End-of-life management is important for addressing large future photovoltaic (PV) waste volumes and conserving raw materials for use in new PV modules. In regions without regulatory mandates for PV recycling, end-of-life PV modules can be disposed in accordance with general waste laws. Given the use of various metals as raw materials in semiconductor compounds and electrical contacts in commercial PV modules, some stakeholders have raised concerns regarding potential environmental impacts if PV modules are subject to improper disposal instead of being recycled or disposed in sanitary landfills, as is required in most world regions.  To evaluate these concerns, screening-level risk assessment methods are developed herein that evaluate potential human health risks from groundwater and surface (air, soil, surface water) exposure pathways.  The methods estimate potential impacts from disposal of end-of-life (EOL) PV modules in non-sanitary landfills under the following worst-case conditions: no leachate collection or groundwater monitoring, no liner for preventing leachate migration, uncovered waste, and lack of stormwater management. Examining worst-case conditions allows the exploration of maximum potential risk to attempt to ensure disposal does not increase health risk above regulatory thresholds.

Specifically, this report presents an analysis of potential human health risks associated with non-sanitary landfill disposal for three PV technologies, focusing on release of the highest-prioritized chemical element for each: lead (Pb) in crystalline-silicon (c-Si) PV modules, cadmium (Cd) in thin film cadmium telluride (CdTe) PV modules, and selenium (Se) in thin film copper indium selenide (CIS) PV modules.  The prioritization of these chemical elements for analysis is based on stakeholder interest.  Because the methodology is chemical-specific, the risk assessment results for these chemicals cannot be directly generalized to other chemicals, although the risk assessment methodology can be applied to other chemicals.
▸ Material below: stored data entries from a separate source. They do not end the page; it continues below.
PR #279, opened 2017-11-21
haproxy: make maxconn parameter configurable (bsc#1068962)

dirkmueller:
It seems at least on the concurrent Galera DB connection side we
can easily hit the default limit of 2000 parallel connections. Raise
it to the global connection limit.

### DIFF
--- a/chef/cookbooks/haproxy/templates/default/haproxy.cfg.erb
+++ b/chef/cookbooks/haproxy/templates/default/haproxy.cfg.erb
@@ -90,6 +90,10 @@ listen  admin-stats <%= node[:haproxy][:stats][:enabled] ? node[:haproxy][:stats
 	option <%= option %>
     <% end -%>
 
+    <% unless content[:max_connections].nil? -%>
+	maxconn <%= content[:max_connections] %>
+    <% end -%>
+
     <% unless content[:default_server].nil? -%>
 	default-server <%= content[:default_server] %>
     <% end -%>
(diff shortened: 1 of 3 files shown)


vuntz:
I'm mixed on this; isn't galera the only use case where we really need to bump this? I'm also slightly concerned that one service could eat all connections, leaving all others with no resource.

dirkmueller:
@vuntz yeah, its a bit of a mixed back. the main issue I see with this approach is that we allow haproxy to exceed the underlying galera/mysql max connection limit, which causes it to stop accepting connections, and pacemaker then assuming the process being dead and doing stupid stuff..

I am going to rework this to set the haproxy limit to db connections - small number, so that some slots remain available for pacemaker and haproxy isn't limiting the db connections like it does now.

dirkmueller:
@rhafer I think it doesn't matter, the global limit will limit the max_connections.

chef/cookbooks/haproxy/templates/default/haproxy.cfg.erb
```diff
@@ -90,6 +90,10 @@ listen  admin-stats <%= node[:haproxy][:stats][:enabled] ? node[:haproxy][:stats
 	option <%= option %>
     <% end -%>
 
+    <% unless content[:max_connections].nil? -%>
+	maxconn <%= content[:max_connections] %>
+    <% end -%>
+
```
vuntz: When this is not defined, you're adding an empty line to the config file, which adds to the previous empty line and looks ugly + causes a useless restart (or reload, I think for haproxy).

PR #280, opened 2017-11-23
pacemaker: deal with nil op attributes

abel-navarro:
When flatting out the list of 'op' parameters in pacemaker primitive
resource, that list can be nil instead of empty. This change addresses
that situation.


abel-navarro:

PR #282, opened 2017-11-24
pacemaker: Allow having multiple op settings for master/slave

vuntz:
It turns out that we can have multiple entries for the same data type.
For instance, when using ms, we need to define multiple "op monitor"
with different roles:
  https://clusterlabs.org/doc/en-US/Pacemaker/1.1/html/Pacemaker_Explained/_monitoring_multi_state_resources.html

Also, add support for missing op operations (notify will be used).


Itxaka:
[RabbitMQ restarted by pacemaker from time to time](https://trello.com/c/unGNGzw0/209-rabbitmq-restarted-by-pacemaker-from-time-to-time)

If the chemicals chosen are indeed the ones presenting greatest risk, then the results herein should represent the upper bound of health risk from exposure to a single constituent.


Under the layers of health-protective assumptions applied, for Pb for c-Si PV, Cd from CdTe PV and Se from CIS PV, cancer risks and non-cancer hazards are found to be at least one order of magnitude below the US regulatory screening thresholds of 1×10-6 cancer risk and non-cancer hazard quotient of 1. Health screening levels can differ by country or region; exposure-point concentrations in groundwater and surface water of Pb, Cd, and Se for c-Si, CdTe, and CIS PV, respectively, are also within water quality guidelines from the World Health Organization. The results presented herein do not represent a complete human health risk assessment for PV module disposal nor an assessment of cumulative risk, although the results are suggestive of low risk for the prioritized chemicals examined using best available regulatory methods. The screening-level methods employed in this report can be used in future work to assess potential health risks from other chemicals of potential concern and other PV technologies to establish a more complete set of results for chemicals of potential concern.

It is also important to note that examination of potential health risk from disposal of PV modules in landfills does not endorse this EOL management option. Indeed, recycling end-of-life PV modules would further mitigate environmental concerns, as found in several recent life cycle assessments.